Problem requirements → Look through the records and copy every line in which "nickolas" appears.

(Collected data entries)

== Segment start ==

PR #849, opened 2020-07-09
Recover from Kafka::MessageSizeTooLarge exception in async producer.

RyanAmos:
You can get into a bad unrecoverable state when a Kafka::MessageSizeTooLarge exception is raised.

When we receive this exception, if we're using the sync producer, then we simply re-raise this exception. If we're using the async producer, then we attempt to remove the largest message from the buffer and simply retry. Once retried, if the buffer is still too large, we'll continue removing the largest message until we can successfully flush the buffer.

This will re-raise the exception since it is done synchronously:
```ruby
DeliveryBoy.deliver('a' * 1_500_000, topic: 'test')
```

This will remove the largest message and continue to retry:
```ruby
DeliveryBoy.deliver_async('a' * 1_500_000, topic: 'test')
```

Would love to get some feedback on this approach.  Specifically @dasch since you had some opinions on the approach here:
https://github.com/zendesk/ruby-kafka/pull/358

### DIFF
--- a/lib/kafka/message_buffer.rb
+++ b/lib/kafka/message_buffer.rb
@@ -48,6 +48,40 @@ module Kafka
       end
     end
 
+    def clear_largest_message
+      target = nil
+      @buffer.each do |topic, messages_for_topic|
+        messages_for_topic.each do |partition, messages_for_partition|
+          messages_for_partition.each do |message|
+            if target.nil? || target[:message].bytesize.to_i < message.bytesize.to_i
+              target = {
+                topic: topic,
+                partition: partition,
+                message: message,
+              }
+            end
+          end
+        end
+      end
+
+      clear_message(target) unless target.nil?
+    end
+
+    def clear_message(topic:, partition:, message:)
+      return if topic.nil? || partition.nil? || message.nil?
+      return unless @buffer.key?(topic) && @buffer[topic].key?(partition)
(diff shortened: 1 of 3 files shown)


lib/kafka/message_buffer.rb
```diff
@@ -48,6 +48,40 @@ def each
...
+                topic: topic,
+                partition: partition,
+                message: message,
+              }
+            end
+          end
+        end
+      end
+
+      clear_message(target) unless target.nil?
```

== Segment end ==
== Segment start ==

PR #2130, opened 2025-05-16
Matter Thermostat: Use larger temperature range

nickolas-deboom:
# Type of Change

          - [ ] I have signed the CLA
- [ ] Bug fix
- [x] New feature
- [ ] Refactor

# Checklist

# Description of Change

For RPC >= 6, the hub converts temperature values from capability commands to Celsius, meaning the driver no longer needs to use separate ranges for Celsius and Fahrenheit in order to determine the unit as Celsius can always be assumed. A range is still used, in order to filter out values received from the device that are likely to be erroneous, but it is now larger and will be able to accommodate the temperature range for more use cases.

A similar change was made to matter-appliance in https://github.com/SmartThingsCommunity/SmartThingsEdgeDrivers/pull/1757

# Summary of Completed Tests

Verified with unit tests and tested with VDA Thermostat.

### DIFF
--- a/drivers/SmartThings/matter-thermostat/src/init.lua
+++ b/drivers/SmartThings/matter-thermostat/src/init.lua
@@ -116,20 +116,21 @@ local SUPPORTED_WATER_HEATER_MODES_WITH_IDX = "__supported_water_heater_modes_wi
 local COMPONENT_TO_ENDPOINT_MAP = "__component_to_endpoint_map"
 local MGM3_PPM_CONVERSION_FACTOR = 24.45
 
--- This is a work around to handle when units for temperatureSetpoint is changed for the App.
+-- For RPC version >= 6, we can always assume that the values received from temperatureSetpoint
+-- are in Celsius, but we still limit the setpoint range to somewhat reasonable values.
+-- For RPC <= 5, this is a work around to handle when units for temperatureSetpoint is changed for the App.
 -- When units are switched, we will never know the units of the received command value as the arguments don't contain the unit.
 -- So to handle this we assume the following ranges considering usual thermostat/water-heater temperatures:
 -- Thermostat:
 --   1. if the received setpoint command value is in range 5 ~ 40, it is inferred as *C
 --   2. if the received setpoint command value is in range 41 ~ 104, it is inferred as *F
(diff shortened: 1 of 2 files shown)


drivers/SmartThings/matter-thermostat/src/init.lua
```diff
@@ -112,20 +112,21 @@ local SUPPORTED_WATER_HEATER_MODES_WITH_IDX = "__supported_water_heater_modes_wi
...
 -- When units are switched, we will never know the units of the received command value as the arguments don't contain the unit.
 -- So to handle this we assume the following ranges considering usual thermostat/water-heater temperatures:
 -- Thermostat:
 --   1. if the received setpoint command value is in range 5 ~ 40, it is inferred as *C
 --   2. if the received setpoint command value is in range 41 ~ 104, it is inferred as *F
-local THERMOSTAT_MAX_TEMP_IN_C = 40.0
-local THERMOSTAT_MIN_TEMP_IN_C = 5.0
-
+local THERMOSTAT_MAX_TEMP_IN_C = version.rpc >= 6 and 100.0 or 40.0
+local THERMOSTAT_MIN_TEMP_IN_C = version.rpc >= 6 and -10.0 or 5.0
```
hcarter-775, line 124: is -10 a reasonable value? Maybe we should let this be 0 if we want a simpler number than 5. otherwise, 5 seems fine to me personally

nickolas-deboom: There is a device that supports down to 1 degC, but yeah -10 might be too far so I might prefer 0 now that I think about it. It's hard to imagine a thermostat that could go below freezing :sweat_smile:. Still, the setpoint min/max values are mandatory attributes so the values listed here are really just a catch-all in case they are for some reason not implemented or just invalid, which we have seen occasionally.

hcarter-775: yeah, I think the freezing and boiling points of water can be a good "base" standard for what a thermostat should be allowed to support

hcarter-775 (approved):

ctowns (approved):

== Segment end ==

Reply to the task →
nickolas-deboom:
nickolas-deboom: There is a device that supports down to 1 degC, but yeah -10 might be too far so I might prefer 0 now that I think about it. It's hard to imagine a thermostat that could go below freezing :sweat_smile:. Still, the setpoint min/max values are mandatory attributes so the values listed here are really just a catch-all in case they are for some reason not implemented or just invalid, which we have seen occasionally.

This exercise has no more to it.